The outcomes of algorithmic generation were sometimes pertinent, but often eerie: the faithful authenticity was combined with bizarre errors, such as lack of facial features, extra heads, additional eyes on skull, or an extra mouth on the neck.

Kraft allowed his algorithmically faithful artificial contributor to generate possibilities unseen before rather than scientifically accurate authoritative pieces (the actually missing ones).

== Publications ==
- "Content Aware Studies I. Synthetic Historiography" (2002)
- "Content Aware Studies II. Museum of Synthetic History" (2021)
- "Cyberdolia. Chihuahuas, Woodgrain Patterns, Cupcakes and Machine Vision" (2025)
- "Investigating Decentralized Action in Art" (2024)

== Exhibitions ==

Kraft's works were exhibited in major museums and art institutions, such as the State Hermitage museum (Innovation as an Artistic Technique, 2018), Saint Petersburg Stieglitz State Academy of Art and Design (Weather Forecast: Digital Cloudiness, 2018), ZKM Center for Art and Media Karlsruhe (Negative Space. Trajectories of Sculpture, 2019), MAXXI (Italy), Alexander S. Onassis Foundation (Greece), Espacio Fundación Telefónica (Spain), iMAL (Belgium), Jeu de Paume (The World According to AI, 2025), Zeppelin Museum Friedrichshafen (Cryptomania, 2023), MMOMA, MAMM, PERMM, Tretyakov Gallery, and the Polytechnic Museum.

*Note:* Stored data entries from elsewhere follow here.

PR #3939, opened 2026-07-06
fix(userspace/falco): always serve forced restart requests

c2ndev:
**What type of PR is this?**

/kind bug

> /kind cleanup

> /kind design

> /kind documentation

> /kind failing-test

> /kind feature

> /kind release

> /kind chart-release

> /area build

/area engine

> /area tests

> /area proposals

> /area automation

> /area chart

`restart_handler::start()` returns without spawning the watcher thread when there is nothing to watch (i.e. `watch_config_files: false`). The `SIGHUP` handler is still installed and `s.restarter` is still assigned, so a `SIGHUP`, or any programmatic `restarter->trigger()`, only sets the internal `m_forced` flag, which nothing then consumes. The requested hot restart is silently dropped, and `systemctl reload falco` (whose shipped units run `ExecReload=kill -1 $MAINPID`) reports success while doing nothing.

This behavior came in with #3640, which skipped the watcher thread to avoid consuming an inotify instance when config-files watching is disabled.

This PR keeps that saving — no inotify instance is created when there is nothing to watch — but always starts the watcher thread so forced restart requests are served again. The watcher blocks in `select()` on an eventfd (plus the inotify fd when present) and is woken immediately by `trigger()`, which writes the eventfd; the write is async-signal-safe, so it works from the SIGHUP handler and there is no idle polling. The 100ms timeout is now used only to debounce bursts once a restart is pending. It also retries `select()` on `EINTR` (a signal delivered to the watcher thread would otherwise shut it down) and consumes `m_forced` with an atomic exchange so a request racing the check is not lost.

Unit tests cover: forced restart with nothing to watch, a failed dry-run not triggering a restart (and allowing a retry), prompt teardown with nothing to watch, and the watched-file inotify path.

Fixes #

```release-note
fix: serve SIGHUP-triggered hot restart when `watch_config_files` is disabled
```

### DIFF
--- a/userspace/falco/app/restart_handler.cpp
+++ b/userspace/falco/app/restart_handler.cpp
@@ -20,6 +20,7 @@ limitations under the License.
 #include "logger.h"
 
 #include <string.h>
+#include <errno.h>
 #include <fcntl.h>
 #ifdef _WIN32
 #include <io.h>
@@ -29,6 +30,7 @@ limitations under the License.
 #ifdef __linux__
 #include <sys/inotify.h>
 #include <sys/select.h>
+#include <sys/eventfd.h>
 #endif
 
 #if __GLIBC__ == 2 && __GLIBC_MINOR__ < 30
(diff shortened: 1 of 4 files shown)


ekoops (approved):
/approve

userspace/falco/app/restart_handler.cpp
```diff
@@ -38,48 +40,77 @@ limitations under the License.
...
 }
 
 void falco::app::restart_handler::trigger() {
 	m_forced.store(true, std::memory_order_release);
+#ifdef __linux__
+	// eventfd write is async-signal-safe, so this is safe from the SIGHUP handler
+	if(m_event_fd != -1) {
+		uint64_t v = 1;
+		auto ret = write(m_event_fd, &v, sizeof(v));
+		(void)ret;
```
sgaist, line 64: Out of curiosity why not:
```suggestion
		(void) write(m_event_fd, &v, sizeof(v));
```

userspace/falco/app/restart_handler.cpp
```diff
@@ -91,6 +122,12 @@ bool falco::app::restart_handler::start(std::string& err) {
 void falco::app::restart_handler::stop() {
 #ifdef __linux__
 	m_stop.store(true, std::memory_order_release);
+	// wake the watcher in case it is blocked in select() without a timeout
+	if(m_event_fd != -1) {
+		uint64_t v = 1;
+		auto ret = write(m_event_fd, &v, sizeof(v));
+		(void)ret;
```
sgaist, line 129: Same as above:
```suggestion
		(void) write(m_event_fd, &v, sizeof(v));
```

sgaist (changes requested):
I saw that the same pattern is used elsewhere in the file, so it's nothing blocking. Just want to know if there are specific reason to use it.

c2ndev:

He participated in biennials, festivals, and art shows, including Ars Electronica (Austria), Impakt Festival (Netherlands), WRO Biennale (Poland), Moscow International Biennale for Young Art (Russia), The 5th Ural Industrial Biennale (Russia), The European Fine Art Fair (Netherlands), Vienna Contemporary (Austria), Manifesta X (Russia), WRONG Biennale, Kyiv Biennale (Ukraine), Beijing International Art Biennale (China), Hong Kong International AI Art Festival.

=== Solo shows ===

- 2014 — Wanderings — Rundum, Tallinn, Estonia.
- 2018 — Ákkta, Anna Nova Gallery, St. Petersburg.
- 2019 — Content Award Studies, Alexander Levy Gallery, Berlin
- 2019 — Printed Matter, Museum of Print, Saint Petersburg.
- 2022 — Lies, Half-Truths & Propaganda [The Bad, the Worse, and the Worst]
- 2024 — Engineering Truth, Art Center Ongoing, Tokyo, Japan.

== Collections ==

Kraft's works are the part of institutional collections of Multimedia Art Museum, Moscow, Kuryokhin Center (Russia), Colección Solo (Spain), ZKM Center for Art and Media Karlsruhe (Germany), Ripley's (USA), Cyland Video Archive (USA), and personal collections.

== Awards ==

In 2017, he was included in the New East 100, a list of people and projects shaping the world today by Calvert Journal. In 2020, The Art Newspaper listed him among the most prominent artists of Russian origin.

Kraft was the finalist of the 2021 Re:Humanism Art Prize (Italy), the 2022 Austrian Blockchain Award and the Jury Award at the New Technological Art Award (Belgium), the 2023 Lumen Prize (UK), the 2024 Falling Walls Science Summit Award (Germany). He was awarded the 2019 Garage Arts and Technology grant, S+T+ARTS residency and a S+T+ARTS Prize honorary mention (EU). Previously, he was shortlisted for the Kandinsky Prize and Innovation Prize, the Sergey Kuryokhin Contemporary Art Award (Young Artist of the Year), the Creative Enterprise Award by the University of the Arts London, and Pulsar The Open Art Prize.